Our sofa is dying and will need to be replaced. It's saggy, stained, smelly, and the multitude of pillows along the back are a pain in the butt to keep looking decent. I'm looking for something sturdy, neutral, easy to clean, and in a classic shape that won't look dated in 10 years. I'd prefer just two back pillows and two seat pillows, or a set back that doesn't have pillows, since they just drive me nuts! And I would prefer not to spend a fortune!

Recommendations?


----------



## annekevdbroek (Jun 5, 2005)

Well... I am going to recommend getting a not-cheap sofa. Wanting a good quality sofa and not spending much are goals that can often be at odds with each other. The construction of the frame, springs, and pillow content will make a big difference in how long the sofa lasts, and in the cost of the sofa. I'd choose a medium dark color that doesn't show dirt and stains easily, and that has a good wear rating (look for the rub test numbers on the fabric). You don't need to get a name brand, and defintely shop when furniture is on sale (the mark-up is like crazy on furniture - ), shop around, check the internet and comparison shop.

We have a Mitchell Gold sofa sectional. It was hugely expensive. I mean, obcenely expensive. 5000 maybe. Its been 10 years since we bought it. It still looks new. We have two kids and 2 cats (used to be 4 cats and no kids). Some day I'll have it recovered. I will never *need* a new sofa though.
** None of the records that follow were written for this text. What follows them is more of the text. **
PR #160, opened 2015-09-15
Update handling of NULLs in reconcile and ed-services output.

brianhw:
Use \N for values in Hive tables that should be NULL (instead of "").

### DIFF
--- a/edx/analytics/tasks/reports/financial_report/ed_services_financial_report.py
+++ b/edx/analytics/tasks/reports/financial_report/ed_services_financial_report.py
@@ -64,10 +64,10 @@ class BuildEdServicesReportTask(DatabaseImportMixin, MapReduceJobTaskMixin, Hive
         return """
             SELECT
                 courses.course_id,
-                COALESCE(VP_COURSES.mode_slug, ""),
-                COALESCE(VP_COURSES.suggested_prices, ""),
-                COALESCE(VP_COURSES.min_price, ""),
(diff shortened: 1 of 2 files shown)


brianhw:
@mulby @jab5569 This now loads all records into Vertica, with appropriate NULL values in transaction_fee and expiration_datetime.

edx/analytics/tasks/reports/financial_report/ed_services_financial_report.py
```diff
@@ -67,7 +67,7 @@ def insert_query(self):
                 COALESCE(VP_COURSES.mode_slug, ""),
                 COALESCE(VP_COURSES.suggested_prices, ""),
                 COALESCE(VP_COURSES.min_price, ""),
-                COALESCE(CAST(VP_COURSES.expiration_datetime AS STRING), ""),
+                COALESCE(CAST(VP_COURSES.expiration_datetime AS STRING), "\\\\N"),
```
mulby, line 70: This is a user facing report... so it should really have empty strings instead of \N characters IMHO.

mulby, line 70: Scratch that last comment, users will be seeing it in Vertica now, so this is correct. We should probably remove a bunch of the other coalesce statements that are intended to just put in empty strings if the value is null.

brianhw:
Updated to write NULLs in other strings, and confirmed on Vertica.

mulby:
:+1:

PR #161, opened 2015-09-16
Use ABORT ON ERROR in Vertica COPY commands.

brianhw:
Also added pep8 fixes while I was at it.  Verified using CourseCatalogWorkflow.

@mulby 

FYI @jab5569


mulby:
LGTM +1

You don't need to spend 5000 for a good sofa... but I'd guess that 2000 is probably what is needed to put you in the ballpark. The other option is looking for a very well made used sofa at a thrift store and getting it recovered. Though, upholstery costs can often exceed the cost of a new sofa anyhow. I did this for some dining room chairs and bought the fabric from ebay - it was commercial grade fabric (much sturdier than residential garde upholstery fabric) and then found a guy who usually upholstered automotive seats in his garage to do the sewing. The savings between his cost and using my fabric vs. a fabric/upholsterer store was over $250 per chair.


----------



## Drummer's Wife (Jun 5, 2005)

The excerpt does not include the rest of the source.